■ **EXERCISE DETAILS**: With both ends included, repeat exactly the lines of the entries below from the one containing "PR #6233, opened 2017-05-03" down to the one containing "There's a lot", and no others.

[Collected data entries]

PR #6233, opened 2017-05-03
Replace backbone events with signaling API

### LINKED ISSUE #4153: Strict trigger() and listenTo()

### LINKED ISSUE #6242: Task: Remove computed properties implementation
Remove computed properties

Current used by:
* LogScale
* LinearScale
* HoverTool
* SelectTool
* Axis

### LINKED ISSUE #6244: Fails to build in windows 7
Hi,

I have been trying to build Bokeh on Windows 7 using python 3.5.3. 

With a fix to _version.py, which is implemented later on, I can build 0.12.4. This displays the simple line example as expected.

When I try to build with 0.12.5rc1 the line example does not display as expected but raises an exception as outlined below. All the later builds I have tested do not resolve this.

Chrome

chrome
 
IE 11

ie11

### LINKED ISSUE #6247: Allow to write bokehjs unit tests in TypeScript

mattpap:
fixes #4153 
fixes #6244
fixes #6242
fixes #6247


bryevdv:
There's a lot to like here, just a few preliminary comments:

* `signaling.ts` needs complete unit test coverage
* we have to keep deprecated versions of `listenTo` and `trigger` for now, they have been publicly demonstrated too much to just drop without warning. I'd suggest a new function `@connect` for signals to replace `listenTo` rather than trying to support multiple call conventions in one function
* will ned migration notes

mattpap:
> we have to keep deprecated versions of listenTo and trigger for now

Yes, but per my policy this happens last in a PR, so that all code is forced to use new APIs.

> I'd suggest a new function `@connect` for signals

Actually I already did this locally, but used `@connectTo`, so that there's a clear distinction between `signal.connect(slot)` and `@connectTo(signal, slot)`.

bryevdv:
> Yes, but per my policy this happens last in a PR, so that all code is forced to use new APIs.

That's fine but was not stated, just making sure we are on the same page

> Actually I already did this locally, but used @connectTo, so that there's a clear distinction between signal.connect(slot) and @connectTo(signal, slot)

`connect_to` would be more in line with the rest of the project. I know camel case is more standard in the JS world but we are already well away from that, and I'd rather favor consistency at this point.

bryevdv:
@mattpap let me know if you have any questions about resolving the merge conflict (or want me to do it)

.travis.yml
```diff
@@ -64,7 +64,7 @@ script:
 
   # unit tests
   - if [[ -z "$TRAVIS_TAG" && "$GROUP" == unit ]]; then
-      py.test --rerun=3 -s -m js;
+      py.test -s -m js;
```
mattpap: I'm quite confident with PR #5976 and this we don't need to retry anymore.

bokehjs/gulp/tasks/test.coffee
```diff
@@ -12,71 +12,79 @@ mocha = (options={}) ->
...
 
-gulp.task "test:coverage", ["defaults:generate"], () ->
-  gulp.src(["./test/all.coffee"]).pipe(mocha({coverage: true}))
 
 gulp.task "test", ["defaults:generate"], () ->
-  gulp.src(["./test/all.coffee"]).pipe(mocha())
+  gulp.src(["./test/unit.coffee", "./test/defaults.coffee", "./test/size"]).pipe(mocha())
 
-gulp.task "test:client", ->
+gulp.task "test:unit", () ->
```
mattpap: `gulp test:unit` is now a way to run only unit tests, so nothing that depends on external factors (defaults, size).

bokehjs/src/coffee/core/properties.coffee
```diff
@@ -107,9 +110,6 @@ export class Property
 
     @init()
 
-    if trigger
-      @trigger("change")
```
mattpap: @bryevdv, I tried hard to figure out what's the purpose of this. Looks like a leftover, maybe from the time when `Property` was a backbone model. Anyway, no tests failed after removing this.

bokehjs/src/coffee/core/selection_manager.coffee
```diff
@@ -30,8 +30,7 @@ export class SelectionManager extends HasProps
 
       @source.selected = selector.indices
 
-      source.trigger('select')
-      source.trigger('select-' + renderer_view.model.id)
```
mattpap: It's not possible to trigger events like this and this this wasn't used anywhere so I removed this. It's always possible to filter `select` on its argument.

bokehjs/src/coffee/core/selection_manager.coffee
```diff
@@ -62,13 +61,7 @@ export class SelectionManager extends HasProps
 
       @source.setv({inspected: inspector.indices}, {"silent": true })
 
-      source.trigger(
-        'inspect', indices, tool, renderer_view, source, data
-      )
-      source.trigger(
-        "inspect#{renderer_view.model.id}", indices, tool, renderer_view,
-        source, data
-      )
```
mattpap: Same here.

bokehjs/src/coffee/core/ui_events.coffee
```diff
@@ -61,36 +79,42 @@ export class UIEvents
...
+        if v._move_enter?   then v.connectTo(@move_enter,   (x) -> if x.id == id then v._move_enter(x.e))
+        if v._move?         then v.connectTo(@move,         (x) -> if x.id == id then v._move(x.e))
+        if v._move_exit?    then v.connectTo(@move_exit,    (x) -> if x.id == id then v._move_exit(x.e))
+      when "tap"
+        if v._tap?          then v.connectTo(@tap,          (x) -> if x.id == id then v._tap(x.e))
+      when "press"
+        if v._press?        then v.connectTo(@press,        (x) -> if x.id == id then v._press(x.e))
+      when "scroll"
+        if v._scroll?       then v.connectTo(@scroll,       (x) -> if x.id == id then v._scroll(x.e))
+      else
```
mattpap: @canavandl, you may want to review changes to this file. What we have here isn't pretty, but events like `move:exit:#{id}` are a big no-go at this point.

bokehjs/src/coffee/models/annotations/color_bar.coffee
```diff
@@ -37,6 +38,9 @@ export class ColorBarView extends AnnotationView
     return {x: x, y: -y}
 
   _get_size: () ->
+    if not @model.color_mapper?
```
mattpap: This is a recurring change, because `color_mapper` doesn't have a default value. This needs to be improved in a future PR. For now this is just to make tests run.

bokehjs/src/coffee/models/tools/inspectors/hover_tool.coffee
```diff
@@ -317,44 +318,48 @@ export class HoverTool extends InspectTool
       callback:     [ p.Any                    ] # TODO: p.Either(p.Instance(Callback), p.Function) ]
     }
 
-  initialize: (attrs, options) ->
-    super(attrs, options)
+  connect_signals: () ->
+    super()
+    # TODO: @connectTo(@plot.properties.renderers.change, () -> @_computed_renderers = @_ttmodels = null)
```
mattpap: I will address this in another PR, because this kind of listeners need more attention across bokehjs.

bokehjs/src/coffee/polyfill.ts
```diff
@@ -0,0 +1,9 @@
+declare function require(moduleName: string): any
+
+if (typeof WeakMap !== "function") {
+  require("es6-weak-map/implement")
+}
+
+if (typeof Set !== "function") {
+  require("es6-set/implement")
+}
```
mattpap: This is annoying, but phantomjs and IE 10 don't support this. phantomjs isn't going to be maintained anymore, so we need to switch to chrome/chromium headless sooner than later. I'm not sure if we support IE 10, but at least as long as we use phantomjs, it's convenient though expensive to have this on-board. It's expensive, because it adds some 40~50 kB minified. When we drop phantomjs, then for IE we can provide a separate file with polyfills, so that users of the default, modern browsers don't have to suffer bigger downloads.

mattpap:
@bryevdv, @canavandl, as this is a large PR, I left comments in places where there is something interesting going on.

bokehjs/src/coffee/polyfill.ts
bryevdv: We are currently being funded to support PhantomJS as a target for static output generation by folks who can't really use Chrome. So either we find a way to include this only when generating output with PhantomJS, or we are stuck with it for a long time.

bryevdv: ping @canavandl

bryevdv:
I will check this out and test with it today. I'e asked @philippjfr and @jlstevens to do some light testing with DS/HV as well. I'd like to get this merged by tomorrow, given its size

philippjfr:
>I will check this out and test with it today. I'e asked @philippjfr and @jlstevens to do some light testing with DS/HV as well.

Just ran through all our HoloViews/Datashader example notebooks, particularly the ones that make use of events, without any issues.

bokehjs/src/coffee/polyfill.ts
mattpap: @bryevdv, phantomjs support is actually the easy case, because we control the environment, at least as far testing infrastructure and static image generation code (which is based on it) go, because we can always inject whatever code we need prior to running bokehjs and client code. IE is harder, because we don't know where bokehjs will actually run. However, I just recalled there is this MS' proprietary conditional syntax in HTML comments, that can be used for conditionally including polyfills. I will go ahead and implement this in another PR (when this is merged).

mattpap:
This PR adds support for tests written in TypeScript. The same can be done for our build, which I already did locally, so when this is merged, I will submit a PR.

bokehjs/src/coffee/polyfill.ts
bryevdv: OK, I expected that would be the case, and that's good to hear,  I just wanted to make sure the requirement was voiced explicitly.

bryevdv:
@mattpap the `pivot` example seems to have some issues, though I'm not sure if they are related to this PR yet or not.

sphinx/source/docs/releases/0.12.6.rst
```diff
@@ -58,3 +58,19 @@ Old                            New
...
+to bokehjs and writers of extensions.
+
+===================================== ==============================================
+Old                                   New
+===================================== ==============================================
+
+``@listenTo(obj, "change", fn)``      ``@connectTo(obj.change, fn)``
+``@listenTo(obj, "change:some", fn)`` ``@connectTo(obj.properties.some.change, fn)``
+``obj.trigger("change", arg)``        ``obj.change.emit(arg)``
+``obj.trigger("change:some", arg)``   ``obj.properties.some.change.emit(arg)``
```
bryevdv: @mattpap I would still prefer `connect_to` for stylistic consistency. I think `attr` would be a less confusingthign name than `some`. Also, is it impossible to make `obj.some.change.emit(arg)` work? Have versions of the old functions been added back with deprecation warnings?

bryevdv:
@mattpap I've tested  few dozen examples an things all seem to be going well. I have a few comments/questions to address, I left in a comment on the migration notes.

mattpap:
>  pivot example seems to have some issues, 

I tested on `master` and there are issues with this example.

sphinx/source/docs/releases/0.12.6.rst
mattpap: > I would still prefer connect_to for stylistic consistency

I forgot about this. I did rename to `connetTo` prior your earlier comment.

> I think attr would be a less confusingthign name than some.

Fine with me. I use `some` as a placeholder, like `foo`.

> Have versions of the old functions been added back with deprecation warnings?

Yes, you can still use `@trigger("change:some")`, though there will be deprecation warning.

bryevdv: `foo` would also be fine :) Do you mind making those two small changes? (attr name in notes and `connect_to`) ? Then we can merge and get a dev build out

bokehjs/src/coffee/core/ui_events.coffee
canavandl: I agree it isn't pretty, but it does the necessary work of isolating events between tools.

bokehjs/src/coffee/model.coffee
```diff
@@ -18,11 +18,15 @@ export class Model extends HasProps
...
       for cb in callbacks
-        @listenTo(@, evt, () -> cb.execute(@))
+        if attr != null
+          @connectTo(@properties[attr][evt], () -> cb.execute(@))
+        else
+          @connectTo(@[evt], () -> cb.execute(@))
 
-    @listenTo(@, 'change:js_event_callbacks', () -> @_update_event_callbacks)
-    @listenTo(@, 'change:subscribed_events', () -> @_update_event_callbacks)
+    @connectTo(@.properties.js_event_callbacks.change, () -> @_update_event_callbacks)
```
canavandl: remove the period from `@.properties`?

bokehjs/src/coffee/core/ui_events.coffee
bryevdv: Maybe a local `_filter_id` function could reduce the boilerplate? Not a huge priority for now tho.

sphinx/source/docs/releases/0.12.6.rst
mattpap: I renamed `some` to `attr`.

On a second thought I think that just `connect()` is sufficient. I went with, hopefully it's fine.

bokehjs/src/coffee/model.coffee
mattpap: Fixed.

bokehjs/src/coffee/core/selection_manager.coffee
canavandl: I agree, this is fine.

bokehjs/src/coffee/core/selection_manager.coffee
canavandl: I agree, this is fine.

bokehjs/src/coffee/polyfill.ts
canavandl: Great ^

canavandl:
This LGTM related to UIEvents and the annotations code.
...
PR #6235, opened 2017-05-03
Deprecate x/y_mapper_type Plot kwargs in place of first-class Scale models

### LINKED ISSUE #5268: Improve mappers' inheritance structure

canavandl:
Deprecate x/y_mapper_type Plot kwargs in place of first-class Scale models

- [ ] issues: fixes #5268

■ **RESPONSE BOX**:
PR #6233, opened 2017-05-03
Replace backbone events with signaling API

### LINKED ISSUE #4153: Strict trigger() and listenTo()

### LINKED ISSUE #6242: Task: Remove computed properties implementation
Remove computed properties

Current used by:
* LogScale
* LinearScale
* HoverTool
* SelectTool
* Axis

### LINKED ISSUE #6244: Fails to build in windows 7
Hi,

I have been trying to build Bokeh on Windows 7 using python 3.5.3. 

With a fix to _version.py, which is implemented later on, I can build 0.12.4. This displays the simple line example as expected.

When I try to build with 0.12.5rc1 the line example does not display as expected but raises an exception as outlined below. All the later builds I have tested do not resolve this.

Chrome

chrome
 
IE 11

ie11

### LINKED ISSUE #6247: Allow to write bokehjs unit tests in TypeScript

mattpap:
fixes #4153 
fixes #6244
fixes #6242
fixes #6247


bryevdv:
There's a lot to like here, just a few preliminary comments:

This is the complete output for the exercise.